A younger nun named Darlughdach served as Brigid’s ambassador and her “anam cara” or soul friend. The two women were so close that they slept in the same bed. Like many Celtic saints, Brigid believed that each person needs a soul friend to discover together that God speaks most powerfully in the seemingly mundane details of shared daily life. The love between these two women speaks to today’s lesbians and their allies. Some say that Brigid and Darlughdach are lesbian saints.

Brigid started convents all over Ireland and became the abbess of the “double monastery” (housing both men and women) at Kildare.

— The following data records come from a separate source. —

PR #1337, opened 2024-04-08
Deps(repo): Switch from `npm-run-all` to `npm-run-all2` fork

literat:
## Description

  * the original library is unmaintained for more than 5 years
  * the `npm-run-all2` is a maintenance fork

### Additional context

https://github.com/bcomnes/npm-run-all2

### DIFF
--- a/apps/demo/package.json
+++ b/apps/demo/package.json
@@ -20,7 +20,7 @@
     "@rollup/plugin-typescript": "11.1.5",
     "autoprefixer": "10.4.16",
     "clean-css-cli": "5.6.3",
-    "npm-run-all": "4.1.5",
+    "npm-run-all2": "5.0.0",
     "rollup": "3.29.4",
     "rollup-plugin-terser": "7.0.2",
     "sass": "1.69.7",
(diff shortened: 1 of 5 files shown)


crishpeen:
Do we plan to keep this even if it is only a maintenance fork? I understand that it is better then the non-maintained one, but I would like to know if we have a plan to move somewhere else :)

literat:
> Do we plan to keep this even if it is only a maintenance fork? I understand that it is better then the non-maintained one, but I would like to know if we have a plan to move somewhere else :)

In this case "maintenance" means not only updates but also some development for future node compatibility and some babel issues, etc.

adamkudrna (commented):
🙈

Anyway, do we use the `--parallel` flag anywhere? Because if not, I don't see a reason for using a dependency instead of writing something as simple as `yarn task1 && yarn task2`…

literat:
> 🙈
> 
> Anyway, do we use the `--parallel` flag anywhere? Because if not, I don't see a reason for using a dependency instead of writing something as simple as `yarn task1 && yarn task2`…

**web**: `"js:compile": "npm-run-all --aggregate-output --parallel js:compile:**",`

Anyway, this is a dev dependency and it is a part of the DX. I do not want to write `yarn task1 && yarn task2`.
It can do much more like using asterisks `*` for running multiple scripts based on some kind of pattern.

pavelklibani (approved):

Built on land that was previously sacred to her divine namesake, the monastery included an art school for creating illuminated manuscripts.

Soon after turning 70, Brigid warned Darlughdach that she expected to die soon. Her younger soulmate begged to die at the same time. Brigid wanted her to live another year so she could succeed her as abbess. Brigid died of natural causes on Feb. 1, 525. The bond between the women was so close that Darlughdach followed her soulmate in death exactly one year later on Feb. 1, 526.

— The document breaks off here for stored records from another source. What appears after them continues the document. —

PR #1346, opened 2024-04-12
Feat(web-react): TooltipModern tooltip hover

pavelklibani:
✨ Added new prop to toggle this functionality.
✨ Tooltip now can stay opened after mouse hover.

🤷‍♂️ New prop `isFocusableOnHover ` could be renamed to better name.

💬 From support channel:
https://almamedia.slack.com/archives/C068XPSDWQN/p1712835195089709


packages/web-react/src/components/Tooltip/README.md
```diff
@@ -321,6 +321,7 @@ const [open, setOpen] = React.useState(false);
...
 | `onToggle`                      | `() => void`                                 | -                   | ✔        | Function for toggle open state of dropdown                                                                                                                                                                                                                                 |
 | `placement`                     | [Placement Dictionary][dictionary-placement] | "bottom"            | ✕        | Placement of tooltip                                                                                                                                                                                                                                                       |
+| `isOpenOnHover`                 | `bool`                                       | false               | ✕        | Allows you to mouse over a tooltip without closing it. We suggest turn off `click` trigger if you use this feature.                                                                                                                                                        |
```
crishpeen, line 324:
```suggestion
| `isOpenOnHover`                 | `bool`                                       | false               | ✕        | Allows you to mouse over a tooltip without closing it. We suggest turning off the `click` trigger if you use this feature.                                                                                                                                                        |
```

crishpeen (approved):
is it possible to do this in the web/twig implementation too? If so, can you create an issue for this?

packages/web-react/src/components/TooltipModern/demo/TooltipWithFloatingUI.tsx
```diff
@@ -129,6 +129,8 @@ const TooltipWithFloatingUI = () => {
             flipFallbackPlacements={suggestedFallbackPlacement}
             enableShifting={shift}
             enableSizing={size}
+            trigger={['hover']}
```
literat, line 132: What does it mean `isOpenOnHover` when the `trigger` is set to `hover`. I think that the case is that the Tooltip is clickable when it is open on hover. Shouldn't we this call `isClickableOnHover`? Or does it mean that it is focusable? E.g. `isFocusableOnHover`?

packages/web-react/src/components/Tooltip/useFloating.ts
```diff
@@ -125,7 +128,14 @@ export const useFloating = (props: UseTooltipUIProps) => {
 
   // Floating UI library interaction hooks
   const click = useClick(context, { enabled: isClickEnabled });
-  const hover = useHover(context, { enabled: isHoverEnabled });
+  const hover = useHover(context, {
```
literat, line 131: Please, make this a custom hook with naming based on the prop, e.g. `useFocusableOnHover` or something similar.

packages/web-react/src/components/TooltipModern/demo/TooltipWithFloatingUI.tsx
pavelklibani: i like the name `isFocusableOnHover`, so i changed it to this.

packages/web-react/src/components/Tooltip/useFloating.ts
pavelklibani: Floating UI does not export all of its types, so it was a problem to create a hook in a different file with imports from their library.

Thus, I created a function in this file to make it more readable.

pavelklibani:
Updated storybook to make triggers and this new prop more testable.

literat (approved):
Good Job! LGTM 👍

packages/web-react/src/components/Tooltip/README.md
```diff
@@ -321,6 +321,7 @@ const [open, setOpen] = React.useState(false);
...
 | `onToggle`                      | `() => void`                                 | -                   | ✔        | Function for toggle open state of dropdown                                                                                                                                                                                                                                 |
 | `placement`                     | [Placement Dictionary][dictionary-placement] | "bottom"            | ✕        | Placement of tooltip                                                                                                                                                                                                                                                       |
+| `isClickableOnHover`            | `bool`                                       | false               | ✕        | Allows you to mouse over a tooltip without closing it. We suggest turning off the `click` trigger if you use this feature.                                                                                                                                                 |
```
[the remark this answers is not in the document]
pavelklibani: yes i forgot to save this file, thanks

Both Christians and pagans celebrate St. Brigid’s Day on Feb. 1. It is also known as Imbolc, a spring festival when the goddess Brigid returns as the bride of spring in a role similar to the Greek Persephone.

Brigid’s main symbol was fire, representing wisdom, poetry, healing and metallurgy. The nuns at the Kildare monastery kept a perpetual fire burning in Brigid’s memory for more than 1,000 years -- until 1540 when it was extinguished in Henry VIII’s Dissolution of the Monasteries.

The Order of St. Brigid was reestablished in 1807. Two Brigidine sisters returned to Kildare and relit the fire in the market square for the first time in more than 400 years on Feb. 1, 1993. The perpetual flame is now kept at the Solas Bhride (Brigid’s Light) Celtic Spirituality Center that they founded there.

Brigid and Darlughdach are shown with their arms around each other in the above icon by Brother Robert Lentz. He is a Franciscan friar and world-class iconographer known for his progressive icons. The two women are dressed in the white gowns worn by Druid priestesses and Celtic nuns. Flames burn above them and on the mandala of Christ that they carry.

The icon was commissioned by the Living Circle, a Chicago-based interfaith spirituality center for the gay, lesbian, bisexual and transgender (GLBT) community and their friends. Four Living Circle members took the original icon to Kildare with them in 2000 for the flame-lighting ceremony at the recently excavated site of Brigid’s ancient fire temple.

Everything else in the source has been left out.